[Collected data]
--------------------

PR #158, opened 2026-08-18
Implement nested OpenID4VP flow for presentation during issuance on v1.0

### LINKED ISSUE #145: Implement nested OpenID4VP flow for presentation during issuance on v1.0
We would like to support presentation during issuance on OpenID4VP 1.0 according to this flow: https://bmi.usercontent.opencode.de/eudi-wallet/wallet-development-documentation-public/latest/architecture-concept/03-data-flows/31-eaa-issuance.html#presentation-during-issuance

Also discussed here: https://github.com/openid/OpenID4VCI/issues/730

ETA: 3 days

IngridPuppet:
Closes #145

### DIFF
--- a/docs/modules/ROOT/pages/presentation-during-issuance-configuration.adoc
+++ b/docs/modules/ROOT/pages/presentation-during-issuance-configuration.adoc
@@ -1,0 +1,111 @@
+= Configuring presentation during credential issuance
+
+This page describes how to require a verified OpenID4VP presentation before Keycloak issues a
+specific OpenID4VCI credential. Presentation during issuance is configured at two levels:
+
+* the realm feature flag enables the capability;
+* the credential configuration declares which presentation mode or modes are required.
+
+The plugin supports two presentation-during-issuance modes:
+
+* `interactive_authorization`, where the wallet presents through the OID4VCI authorization challenge endpoint;
+* `nested_oid4vp_flow`, where the presentation is nested inside the normal OIDC authorization flow.
+
+The gate applies only to credential configurations that explicitly require a presentation. Other
+credentials continue to use their normal issuance flow.
+
+== Prerequisites
+
+* An OpenID4VP authentication flow and profile configured for the presentation.
+* An issuing client configured to request the credential.
+
+== Enable the realm capability
+
+Set the following realm attribute:
+
+[source,json]
+----
+{
+  "attributes": {
+    "oid4vci.presentation_during_issuance": "true"
+  }
+}
+----
+
+The same attribute can be set through the Admin REST API or by including it in a realm import.
+The value is a string and must be `"true"`.
+
+When enabled, the realm exposes the OID4VCI authorization challenge endpoint and permits the
+issuance flows described below. The realm flag alone does not gate any credential.
+
+== Configure a gated credential
+
+Update the configuration of the credential with these relevant attributes:
+
+[source,text]
+----
+vc.requires_presentation: interactive_authorization
+vc.presentation_profile_id: dual-german-pid
+----
+
+`vc.requires_presentation` declares the accepted presentation-during-issuance modes. Omitting the
+attribute means that the credential is not gated. A present but empty value accepts any supported
+mode.
+
+`vc.presentation_profile_id` identifies the OpenID4VP authentication profile that validates the
+required presentation. The profile defines the requested credential, claims, holder binding, and
+trust policy. If the profile uses session identity, start with an authorization-code credential offer
+that contains `issuer_state`; Keycloak uses that state to resolve the offer's target user before
+validating the presentation.
+
+== Select a presentation mode
+
+`vc.requires_presentation` accepts one or more comma-separated values:
+
+* `interactive_authorization`
+* `nested_oid4vp_flow`
+
+For example, to accept either mode:
+
+[source,text]
+----
+vc.requires_presentation: interactive_authorization,nested_oid4vp_flow
+----
+
+=== Interactive authorization
+
+Use `interactive_authorization` when the wallet starts at the OID4VCI authorization challenge
+endpoint. The challenge returns an OpenID4VP request. The wallet presents the required credential,
+and the resulting authorization code can then be used to request the issued credential.
+
+The credential endpoint rejects issuance if the access-token session does not contain a verified
+presentation obtained through an accepted mode.
+
+=== Nested OID4VP flow
+
+Use `nested_oid4vp_flow` when the presentation is nested inside the normal OIDC authorization
+request. When an authorization request targets a credential configuration with this mode, the
+normal username/password login view is replaced by a same-device OpenID4VP presentation. After
+verification, Keycloak resumes the OIDC authorization flow and issues the authorization code.
+
+== Runtime behavior
+
+For a gated credential, the expected flow is:
+
+. The client requests the gated credential configuration.
+. Keycloak creates or resumes the required authorization flow.
+. The wallet presents the credential described by the configured OpenID4VP profile.
+. Keycloak verifies the presentation, including its format, claims, holder binding, and trust policy.
+. Keycloak records the verified presentation mode in the authenticated session.
+. The wallet requests the credential from the OID4VCI credential endpoint.
+. Keycloak issues the credential only when the recorded mode is accepted by `vc.requires_presentation`.
+
+Issuance is rejected when the presentation is missing, invalid, or was obtained through a mode not
+listed in the credential configuration. The pre-authorized-code path cannot bypass this requirement
+for a gated credential.
+
+== References
+
+* https://openid.net/specs/openid-4-verifiable-credential-issuance-1_0.html[OpenID4VCI specification]
+* xref:oid4vp-user-authentication.adoc[Authenticate users with verifiable credentials]
+* xref:oid4vp-deployment-configuration.adoc[OpenID4VP deployment configuration]
--- a/src/main/java/io/github/adorsysgis/keycloak/protocol/oid4vc/oid4vp/model/PresentationVerifiedNote.java
+++ b/src/main/java/io/github/adorsysgis/keycloak/protocol/oid4vc/oid4vp/model/PresentationVerifiedNote.java
@@ -1,0 +1,30 @@
+package io.github.adorsysgis.keycloak.protocol.oid4vc.oid4vp.model;
+
+import com.fasterxml.jackson.annotation.JsonProperty;
+import org.keycloak.util.JsonSerialization;
+
+/**
+ * Value stored in the user-session note that records a successfully verified presentation during
+ * issuance. It binds the {@link PresentationDuringIssuanceMode} through which the presentation was
+ * obtained to the concrete OpenID4VP authentication profile that was used, so the issuance gate can
+ * verify the proof against the specific credential configuration.
+ *
+ * @param mode the {@link PresentationDuringIssuanceMode} value
+ * @param profileId the OpenID4VP authentication profile id used
+ */
+public record PresentationVerifiedNote(
+        @JsonProperty("mode") String mode,
+        @JsonProperty("profileId") String profileId) {
+
+    public static PresentationVerifiedNote of(PresentationDuringIssuanceMode mode, String profileId) {
+        return new PresentationVerifiedNote(mode.getValue(), profileId);
+    }
+
+    public String toJson() {
+        return JsonSerialization.valueAsString(this);
+    }
+
+    public static PresentationVerifiedNote fromJson(String json) {
+        return JsonSerialization.valueFromString(json, PresentationVerifiedNote.class);
+    }
+}
--- a/src/main/java/io/github/adorsysgis/keycloak/protocol/oid4vc/oid4vp/service/AuthorizationResponseService.java
+++ b/src/main/java/io/github/adorsysgis/keycloak/protocol/oid4vc/oid4vp/service/AuthorizationResponseService.java
@@ -9,7 +9,7 @@ import io.github.adorsysgis.keycloak.protocol.oid4vc.oid4vp.dcql.DcqlCredentialC
 import io.github.adorsysgis.keycloak.protocol.oid4vc.oid4vp.dcql.DcqlCredentialCapability;
 import io.github.adorsysgis.keycloak.protocol.oid4vc.oid4vp.dcql.DcqlResponseCredentialSelector;
 import io.github.adorsysgis.keycloak.protocol.oid4vc.oid4vp.model.PresentationDuringIssuanceMode;
-import io.github.adorsysgis.keycloak.protocol.oid4vc.oid4vp.model.ResponseMode;
+import io.github.adorsysgis.keycloak.protocol.oid4vc.oid4vp.model.PresentationVerifiedNote;
 import io.github.adorsysgis.keycloak.protocol.oid4vc.oid4vp.model.ResponseObject;
 import io.github.adorsysgis.keycloak.protocol.oid4vc.oid4vp.model.dcql.Credential;
 import io.github.adorsysgis.keycloak.protocol.oid4vc.oid4vp.model.dcql.DcqlQuery;
@@ -54,7 +54,12 @@ public class AuthorizationResponseService {
 
     private static final Logger logger = Logger.getLogger(AuthorizationResponseService.class);
 
-    public static final String PARENT_AUTH_SESSION_ID = "parent_auth_session_id";
+    /**
+     * Client-session note carrying the id of the parent OIDC authentication session that this
+     * OpenID4VP authorization is bound to. Used by {@code OID4VPLoginActionsService} to verify that
+     * a redeemed authorization code belongs to the OIDC session resuming the login.
+     */
+    public static final String PARENT_AUTH_SESSION_ID = "oid4vp.parent_auth_session_id";
 
     private final KeycloakSession session;
     private final DcqlCredentialCapabilities dcqlCapabilities;
@@ -268,31 +273,9 @@ public class AuthorizationResponseService {
      */
     private String produceAuthorizationCode(
             AuthenticatedClientSessionModel clientSession, AuthorizationContext authContext) {
-        // Decorate client session with contextual notes
-
-        if (authContext.getParentAuthSessionId() != null) {
-            clientSession.setNote(PARENT_AUTH_SESSION_ID, authContext.getParentAuthSessionId());
-        }
-
-        clientSession.setNote(
-                OIDCLoginProtocol.ISSUER,
-                Urls.realmIssuer(
-                        session.getContext().getUri().getBaseUri(),
-                        session.getContext().getRealm().getName()));
-
-        clientSession.setNote(PARAM_LOGIN_METHOD, LOGIN_METHOD_OID4VP);
-
-        // Mark the user session as presentation-verified through the interactive authorization mode
-        // (Authorization Challenge Endpoint / OID4VCI §6). Presence verifies that the authorization code
-        // was obtained via a Verifiable Presentation, and the value annotates the exact mode for the
-        // issuance gate. This only applies when the response_mode is explicitly interactive authorization.
-        ResponseMode responseMode = authContext.getRequestObject().getResponseMode();
-        if (responseMode.isInteractiveAuthorization()) {
-            UserSessionModel userSession = clientSession.getUserSession();
-            userSession.setNote(
-                    OpenId4VpConstants.PRESENTATION_VERIFIED_NOTE,
-                    PresentationDuringIssuanceMode.INTERACTIVE_AUTHORIZATION.getValue());
-        }
+        // Decorate sessions with contextual notes
+        decorateClientSession(clientSession, authContext);
+        decorateUserSession(clientSession.getUserSession(), authContext);
 
         // Gather code data and generate authorization code
 
@@ -308,6 +291,45 @@ public class AuthorizationResponseService {
                 clientSession.getUserSession().getId());
 
         return OAuth2CodeParser.persistCode(session, clientSession, codeData);
+    }
+
+    /**
+     * Decorates the client session with contextual notes for the completed authorization.
+     */
+    private void decorateClientSession(
+            AuthenticatedClientSessionModel clientSession, AuthorizationContext authContext) {
+        clientSession.setNote(PARAM_LOGIN_METHOD, LOGIN_METHOD_OID4VP);
+
+        clientSession.setNote(
+                OIDCLoginProtocol.ISSUER,
+                Urls.realmIssuer(
+                        session.getContext().getUri().getBaseUri(),
+                        session.getContext().getRealm().getName()));
+
+        if (authContext.getParentAuthSessionId() != null) {
+            clientSession.setNote(PARENT_AUTH_SESSION_ID, authContext.getParentAuthSessionId());
+        }
+    }
+
+    /**
+     * Decorates the user session with the presentation-verified marker when the authorization serves
+     * credential issuance.
+     */
+    private void decorateUserSession(UserSessionModel userSession, AuthorizationContext authContext) {
+        // Mark the user session as presentation-verified through the mode recorded on the
+        // authorization context (Authorization Challenge Endpoint / OID4VCI §6). Presence verifies
+        // that the authorization code was obtained via a Verifiable Presentation, and the value binds
+        // the exact mode and OpenID4VP authentication profile for the issuance gate. Only sessions
+        // started as presentation-during-issuance carry a mode.
+        if (authContext.getPresentationDuringIssuanceMode() != null) {
+            PresentationDuringIssuanceMode mode =
+                    PresentationDuringIssuanceMode.fromValue(authContext.getPresentationDuringIssuanceMode());
+
+            userSession.setNote(
+                    OpenId4VpConstants.PRESENTATION_VERIFIED_NOTE,
+                    PresentationVerifiedNote.of(mode, authContext.getProfileId())
+                            .toJson());
+        }
     }
 
     /**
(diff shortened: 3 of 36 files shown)


src/main/java/io/github/adorsysgis/keycloak/protocol/oid4vc/patch/issuance/PatchedOID4VCIssuerEndpoint.java
Ogenbertrand, line 1: I noticed something in line 80 of this file.
That gate resolves the credential policy from the first authorization_detail in the access token, not from the credential actually requested in this Credential Request. If a token authorizes multiple credential configurations, this can bypass the presentation gate for a later gated credential or reject an ungated request because an earlier entry is gated. We could parse the requested credential_identifier / credential_configuration_id from requestPayload, match it against the token authorization_details, and gate that exact credential. OID4VCI 1.0 allows authorization_details to carry credential identifiers used later at the Credential Endpoint: https://openid.net/specs/openid-4-verifiable-credential-issuance-1_0.html#section-6.2

src/main/java/io/github/adorsysgis/keycloak/protocol/oid4vc/oidc/OID4VPLoginActionsService.java
```diff
@@ -153,7 +156,15 @@ public Response oid4vpAuthLogin(
                 result.getClientSession().getUserSession().getUser());
         ClientSessionContext clientSessionCtx =
                 AuthenticationProcessor.attachSession(authSession, null, session, realm, clientConnection, event);
+
+        // Mark the user session as presentation-verified through the nested OID4VP flow, which
+        // resumes the OIDC login through this service after the same-device presentation. This
+        // mirrors `AuthorizationResponseService.produceAuthorizationCode` for presentation
+        // during issuance via interactive authorization.
         UserSessionModel freshUserSession = clientSessionCtx.getClientSession().getUserSession();
```
Ogenbertrand, line 165: The verified-presentation marker is stored only as a broad UserSession note with the mode value, so it can be reused by later issuance requests in the same SSO session regardless of credential configuration/profile. For presentation during issuance, the proof should be bound to the concrete issuance authorization/requested credential/profile.

src/main/java/io/github/adorsysgis/keycloak/protocol/oid4vc/oid4vp/service/AuthorizationResponseService.java
```diff
@@ -279,20 +282,27 @@ private String produceAuthorizationCode(
...
-        // authorization code was obtained via a Verifiable Presentation (OID4VCI Interactive
-        // Authorization). This marker is the carrier consumed at the credential endpoint.
-        clientSession.getUserSession().setNote(OpenId4VpConstants.PRESENTATION_VERIFIED_NOTE, Boolean.TRUE.toString());
+        // Mark the user session as presentation-verified through the interactive authorization mode
+        // (Authorization Challenge Endpoint / OID4VCI §6). Presence verifies that the authorization code
+        // was obtained via a Verifiable Presentation, and the value annotates the exact mode for the
+        // issuance gate. This only applies when the response_mode is explicitly interactive authorization.
+        ResponseMode responseMode = authContext.getRequestObject().getResponseMode();
+        if (responseMode.isInteractiveAuthorization()) {
+            UserSessionModel userSession = clientSession.getUserSession();
```
Ogenbertrand: Same concern as the nested flow: the interactive authorization proof is recorded only on the UserSession. Please bind the success marker to the authorization transaction/requested credential instead of allowing any later gated credential in the same session to consume it.

src/main/java/io/github/adorsysgis/keycloak/protocol/oid4vc/presentation/GuardedCredentialScope.java
```diff
@@ -0,0 +1,79 @@
...
+    public static GuardedCredentialScope from(CredentialScopeModel credentialScope) {
+        return credentialScope == null ? null : new GuardedCredentialScope(credentialScope);
+    }
+
+    /**
+     * Whether the credential requires a Verifiable Presentation prior to issuance.
+     */
+    public boolean requiresPresentation() {
+        return getAttribute(VC_REQUIRES_PRESENTATION_ATTR) != null;
+    }
```
Ogenbertrand, line 81: This changes the old boolean-like semantics: `vc.requires_presentation=false` now means “presentation required”, and then no real mode will match.

src/main/java/io/github/adorsysgis/keycloak/protocol/oid4vc/oidc/PresentationDuringIssuanceService.java
```diff
@@ -0,0 +1,201 @@
...
+
+    /**
+     * Resolves the requested credential from the server-side credential offer referenced by issuer_state.
+     */
+    private static List<CredentialScopeModel> resolveFromIssuerState(
+            AuthenticationSessionModel authSession, CredentialOfferState requestedCredentialOfferState) {
+        if (requestedCredentialOfferState == null) {
+            String issuerState = authSession.getClientNote(ISSUER_STATE_NOTE);
+            return StringUtil.isBlank(issuerState) ? null : List.of();
+        }
```
Ogenbertrand, line 128: If issuer_state is present but the referenced offer is missing/expired, this returns an empty list and effectively falls back into “no requested credential”. issuer_state is the server-side binding to the credential offer/target user, so this should fail closed with a clear invalid/expired issuer_state error instead of silently disabling the nested presentation decision.

src/main/java/io/github/adorsysgis/keycloak/protocol/oid4vc/patch/issuance/PatchedOIDCLoginProtocol.java
```diff
@@ -0,0 +1,57 @@
...
+import org.keycloak.protocol.oidc.OIDCConfigAttributes;
+import org.keycloak.protocol.oidc.OIDCLoginProtocol;
+import org.keycloak.protocol.oidc.OIDCProviderConfig;
+import org.keycloak.sessions.AuthenticationSessionModel;
+
+/**
+ * OIDC patch for clients that send {@code dpop_jkt} without enabling DPoP.
+ *
+ * <p>See <a href="https://github.com/keycloak/keycloak/issues/51573">Keycloak issue #51573</a>.
+ */
```
Ogenbertrand, line 22: This class is documented as a DPoP workaround, but it now also forces reauthentication for nested presentation during issuance. Can you update the class documentation/name or split the responsibility so future maintainers do not miss that this is part of the issuance security flow.

src/test/java/io/github/adorsysgis/keycloak/protocol/oid4vc/oidc/NestedPresentationDuringIssuanceTest.java
```diff
@@ -0,0 +1,441 @@
...
+    @Test
+    @DisplayName("should reject multiple openid_credential authorization details")
+    void shouldRejectMultipleCredentialAuthorizationDetails() throws Exception {
+        // Nested issuance supports exactly one credential configuration per authorization request.
+        String details = authorizationDetails(CREDENTIAL_IDENTITY_CONFIG_ID, SESSION_IDENTITY_CONFIG_ID);
+        String authEndpoint = buildAuthorizationEndpoint(null, details, null);
+
+        Connection.Response response = requestAuthorizationPage(authEndpoint);
+        assertEquals(HttpStatus.SC_BAD_REQUEST, response.statusCode());
+        assertTrue(response.body().contains("An internal server error has occurred"));
```
Ogenbertrand, line 403: This test asserts an internal-server-error-looking page for a controlled request/configuration error. Please surface multiple requested credential configurations as a proper OAuth/Keycloak error response instead of relying on a generic server error page.

Ogenbertrand (changes requested):
Hello @IngridPuppet.
Wonderful contribution, thanks for the PR.
I have a few comments for you could you check them ?

src/main/java/io/github/adorsysgis/keycloak/protocol/oid4vc/oidc/freemarker/OID4VPUserAuthBean.java
```diff
@@ -158,16 +181,33 @@ public AuthContextBean getAuthContext() {
...
                 clientId,
                 profileId,
-                new OIDCAuthSession(authSessionId, getLoginActionUrl(), enableSameDeviceResponse),
-                codeChallengeDetails);
+                new OIDCAuthSession(authSessionId(), getLoginActionUrl(), true),
+                null,
+                subjectUserId);
+
+        return new AuthContextBean().setAuthReqLink(authContext.getAuthorizationRequest());
+    }
```
forkimenjeckayang, line 209: This needs to populate `authContextBean` before returning, as the non-PDI branch does. The template evaluates `oid4vp.authContext` once for `error` and again for `authReqLink`; because this return value is not cached, rendering one PDI page starts two different VP transactions and discards the first one.

can we assign the PDI result to `authContextBean` (including the error case) and add a test that resolves both properties or renders the template and verifies `startAuthentication()` is called exactly once.

src/main/java/io/github/adorsysgis/keycloak/protocol/oid4vc/oidc/PresentationDuringIssuanceService.java
```diff
@@ -0,0 +1,201 @@
...
+
+    /**
+     * Resolves credential offer state from expected issuer state client note.
+     */
+    private static CredentialOfferState resolveCredentialOfferState(
+            KeycloakSession session, AuthenticationSessionModel authSession) {
+        String offerId = Optional.ofNullable(authSession)
+                .map(s -> s.getClientNote(ISSUER_STATE_NOTE))
+                .filter(StringUtil::isNotBlank)
+                .map(IssuerState::fromEncodedString)
```
forkimenjeckayang: can we validate and translate malformed `issuer_state` here just as `AuthorizationChallengeEndpoint.resolveCredentialOffer()` does. `IssuerState.fromEncodedString()` throws for an arbitrary non-base64 value, and this nested route currently turns that wallet/browser input into an internal server error instead of a controlled `invalid_request`/bad-request response.

Reuse a shared offer resolver for both modes and add nested-flow tests for malformed and unknown/expired `issuer_state`.

docs/modules/ROOT/pages/presentation-during-issuance-configuration.adoc
```diff
@@ -0,0 +1,111 @@
+= Configuring presentation during credential issuance
+
+This page describes how to require a verified OpenID4VP presentation before Keycloak issues a
+specific OpenID4VCI credential. Presentation during issuance is configured at two levels:
+
+* the realm feature flag enables the capability;
```
forkimenjeckayang, line 6: is this `oid4vci.presentation_during_issuance` currently a feature flag ?
the runtime nested flow and credential gate never read `oid4vci.presentation_during_issuance`; only issuer metadata does. With this attribute unset/false, a credential containing `vc.requires_presentation` is still gated and the challenge endpoint is still live, just no longer advertised.

 we can either enforce the flag consistently at every runtime entry point or document it precisely as a metadata-advertisement toggle and also add enabled and disabled integration tests so a deployment can safely predict the effect of this setting.
WDYT?

src/main/java/io/github/adorsysgis/keycloak/protocol/oid4vc/oidc/PresentationDuringIssuanceService.java
```diff
@@ -0,0 +1,201 @@
...
+
+        if (requestedCredentials.size() > 1) {
+            String errorMessage = "Credential endpoint does not support issuing multiple credential types";
+            logger.debugf(
+                    "%s (resolved %d credential configurations under request for issuance)",
+                    errorMessage, requestedCredentials.size());
+            throw new BadRequestException(errorMessage);
+        }
+
+        return GuardedCredentialScope.from(requestedCredentials.getFirst());
```
forkimenjeckayang, line 118: could we  extract the issuer-state / `authorization_details` / scope resolution into one shared, server-side resolver and make its cardinality contract explicit. The new nested resolver rejects multiple credential configurations, whereas `AuthorizationChallengeEndpoint` and the issuer guard select the first one or this is intended

src/main/java/io/github/adorsysgis/keycloak/protocol/oid4vc/presentation/GuardedCredentialScope.java
```diff
@@ -0,0 +1,79 @@
...
+            return false;
+        }
+
+        String config = getAttribute(VC_REQUIRES_PRESENTATION_ATTR);
+        if (StringUtil.isBlank(config)) {
+            return true;
+        }
+
+        return Arrays.asList(config.split("[,\\s]+")).contains(mode);
+    }
```
forkimenjeckayang, line 115: Please validate `vc.requires_presentation` against the supported enum values and require a nonblank `vc.presentation_profile_id` whenever the credential is gated. At present arbitrary strings are accepted by the admin configuration and only fail after a wallet has started issuance (nested mode renders the generic error page).

Consider parsing the configured list once into `PresentationDuringIssuanceMode` values and surface a clear administrator-facing configuration error.

src/test/java/io/github/adorsysgis/keycloak/protocol/oid4vc/oidc/NestedPresentationDuringIssuanceTest.java
forkimenjeckayang, line 1: Can we add an end-to-end test that creates an authorization-code credential offer, submits the wallet PAR, opens the returned `request_uri` in the same cookie-bearing user agent, completes the VP callback, and requests the credential?
 It verifies that `issuer_state`/credential selection and the parent authentication session survive Keycloak’s PAR/request-URI processing rather than only the direct authorization endpoint.
WDYT?

forkimenjeckayang (dismissed):
a few comments @IngridPuppet

src/main/java/io/github/adorsysgis/keycloak/protocol/oid4vc/oidc/OID4VPLoginActionsService.java
forkimenjeckayang: +1
There is also a concrete path here: `oid4vpAuthLogin` is shared by ordinary same-device OpenID4VP login, yet it unconditionally writes the nested-PDI marker.   The marker should be scoped to the concrete issuance authorization and requested credential/profile not a broad `UserSession` note and should only be recorded when the parent session actually initiated nested PDI. Please add coverage for ordinary same-device login, nested PDI, and later/refresh-token issuance attempts.

src/main/java/io/github/adorsysgis/keycloak/protocol/oid4vc/patch/issuance/PatchedOID4VCIssuerEndpoint.java
IngridPuppet: > We could parse the requested credential_identifier / credential_configuration_id from requestPayload, match it against the token authorization_details, and gate that exact credential.

Obviously, this check is done in Keycloak. You can't request Credential A with an access token granted for Credential B. The access token embeds the real source of truth for credentials that can be issued. In case a credential identifier was used to request a credential, the access token also embeds the credential configuration ID that we can trust to gate.

https://github.com/keycloak/keycloak/blob/ea22b1249dec918578bf33fd65b61ba7b28941f8/services/src/main/java/org/keycloak/protocol/oid4vc/issuance/OID4VCIssuerEndpoint.java#L996-L1023

Keycloak also enforces that only one credential configuration ID is granted by the access token. I've doubled the check for defensiveness in PatchedOID4VCIssuerEndpoint. Please confirm if this addresses your concern. Thank you.

https://github.com/keycloak/keycloak/blob/ea22b1249dec918578bf33fd65b61ba7b28941f8/services/src/main/java/org/keycloak/protocol/oid4vc/issuance/OID4VCIssuerEndpoint.java#L925-L929

src/main/java/io/github/adorsysgis/keycloak/protocol/oid4vc/oidc/OID4VPLoginActionsService.java
IngridPuppet: > For presentation during issuance, the proof should be bound to the concrete issuance authorization/requested credential/profile.

As implemented by Keycloak, the access token eventually issued cannot be used to request other credentials than those requested by issuance requests. This marked user session is also tied to this access token, meaning it cannot be resolved by another unrelated access token. However, I agree that the note must tell something very strict about what happened in the session because it is natural for issuance requests to share user sessions (we shouldn't fight that). It was one step to include the presentation during issuance mode. I agree it could be problematic not to also specify the authentication profile, and addressed that.

> There is also a concrete path here: oid4vpAuthLogin is shared by ordinary same-device OpenID4VP login, yet it unconditionally writes the nested-PDI marker.

The initial reasoning was: The marker means that the user session was authenticated via nested OpenID4VP, which is true for ordinary same-device OpenID4VP login. However, I understand that because the constant is tightly linked to presentation during issuance, this could be confusing and updated to only be set in that case. An existing test was updated for ordinary same-device login not to even pass the presentation gate policy.

src/main/java/io/github/adorsysgis/keycloak/protocol/oid4vc/oid4vp/service/AuthorizationResponseService.java
IngridPuppet: In line with the response to https://github.com/ADORSYS-GIS/keycloak-oid4vp-plugin/pull/158#discussion_r3821021624, the note now also includes the authentication profile ID.

src/main/java/io/github/adorsysgis/keycloak/protocol/oid4vc/presentation/GuardedCredentialScope.java
IngridPuppet: Yes, this is intended. A comment clarifies that for ungated credentials, do not configure the attribute.

src/main/java/io/github/adorsysgis/keycloak/protocol/oid4vc/oidc/PresentationDuringIssuanceService.java
IngridPuppet: Thank you for bringing this to my attention. Actually, I should return null unconditionally so other methods to search for a credential request are tried. The issuer_state param is not OpenID4VCI-specific. It is perfectly okay to pass back some state for some other process.

src/main/java/io/github/adorsysgis/keycloak/protocol/oid4vc/patch/issuance/PatchedOIDCLoginProtocol.java
IngridPuppet: Yes, I agree. The documentation was updated to mention the other responsibility.

src/test/java/io/github/adorsysgis/keycloak/protocol/oid4vc/oidc/NestedPresentationDuringIssuanceTest.java
IngridPuppet: Not all errors are meant to propagate to the end user, especially when it is deemed rare and technical as in this case. That also helps not helping attackers. It is okay to display a generic error and log the technical error.

src/main/java/io/github/adorsysgis/keycloak/protocol/oid4vc/oidc/freemarker/OID4VPUserAuthBean.java
IngridPuppet: I agree the caching policy was violated. Fixed as suggested.

src/main/java/io/github/adorsysgis/keycloak/protocol/oid4vc/oidc/PresentationDuringIssuanceService.java
IngridPuppet: Thank you for raising this point. In line with the response to https://github.com/ADORSYS-GIS/keycloak-oid4vp-plugin/pull/158#discussion_r3821059709, issuer_state is not OpenID4VCI specific so does not need to pass `IssuerState.fromEncodedString`. I've updated the code to avoid the uncontrolled exception as suggested.

src/main/java/io/github/adorsysgis/keycloak/protocol/oid4vc/oidc/PresentationDuringIssuanceService.java
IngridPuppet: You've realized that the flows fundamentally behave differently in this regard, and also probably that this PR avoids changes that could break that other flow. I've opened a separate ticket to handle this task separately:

--------------------

--- About this exercise ---
Please go through the data and copy each line containing the word "getBaseUri".

--- Exercise output ---
-                        session.getContext().getUri().getBaseUri(),
+                        session.getContext().getUri().getBaseUri(),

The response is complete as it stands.